PR #502, opened 2020-12-04
Bug 1904582: Assume ingresscontroller is external absent status

Miciah:
If an ingresscontroller's `status.endpointPublishingStrategy.type` field is `LoadBalancerService` but `status.endpointPublishingStrategy.loadBalancer` is `nil`, assume the ingresscontroller should have an external load balancer.

#254 added support for internal scope for load balancers.  In doing so, it changed the operator logic to initialize `status.endpointPublishingStrategy.loadBalancer` to indicate the scope when an ingresscontroller was created, using the corresponding fields in the ingresscontroller's `spec` to determine the scope.  The same change also changed operator logic to assume that the ingresscontroller has internal scope if `status.endpointPublishingStrategy.loadBalancer` is `nil`. However, if an ingresscontroller already exists, the operator does not update `status.endpointPublishingStrategy.loadBalancer`.  This change was made in OpenShift 4.2, which means that if a cluster was upgraded from 4.1, any ingresscontrollers that were created prior to the upgrade would not have `status.endpointPublishingStrategy.loadBalancer` set.

Subsequently, #472 made the ingresscontroller's scope mutable, meaning if an ingresscontroller has an external load balancer and `status.endpointPublishingStrategy.loadBalancer` indicates that the ingresscontroller should have an internal load balancer, then the operator changes the load balancer from external to internal.

In combination, those two changes cause the operator to change an ingresscontroller's load balancer from external to internal if the cluster has been upgraded from 4.1 → 4.2 → ... → 4.6 and the ingresscontroller was originally created on OpenShift 4.1.

This PR rectifies the situation by amending the logic that was added in #254 to assume that a `nil` value for `status.endpointPublishingStrategy.loadBalancer` means that the load balancer should be external. This assumption is valid because `status.endpointPublishingStrategy.loadBalancer` is `nil` exactly when the ingresscontroller was created on an OpenShift 4.1 cluster, and external scope was the only supported option on OpenShift 4.1.

* `pkg/operator/controller/ingress/load_balancer_service.go` (`desiredLoadBalancerService`): Assume `nil` `status.endpointPublishingStrategy.loadBalancer` means external scope.

### DIFF
--- a/pkg/operator/controller/ingress/load_balancer_service.go
+++ b/pkg/operator/controller/ingress/load_balancer_service.go
@@ -222,7 +222,7 @@ func desiredLoadBalancerService(ci *operatorv1.IngressController, deploymentRef 
 
 	service.Spec.Selector = controller.IngressControllerDeploymentPodSelector(ci).MatchLabels
 
-	isInternal := ci.Status.EndpointPublishingStrategy.LoadBalancer == nil || ci.Status.EndpointPublishingStrategy.LoadBalancer.Scope == operatorv1.InternalLoadBalancer
+	isInternal := ci.Status.EndpointPublishingStrategy.LoadBalancer != nil && ci.Status.EndpointPublishingStrategy.LoadBalancer.Scope == operatorv1.InternalLoadBalancer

━━━

_Work item:_
Copy out each line of the data that includes the string "desiredLoadBalancerService".

_Reply to the exercise:_
* `pkg/operator/controller/ingress/load_balancer_service.go` (`desiredLoadBalancerService`): Assume `nil` `status.endpointPublishingStrategy.loadBalancer` means external scope.
@@ -222,7 +222,7 @@ func desiredLoadBalancerService(ci *operatorv1.IngressController, deploymentRef 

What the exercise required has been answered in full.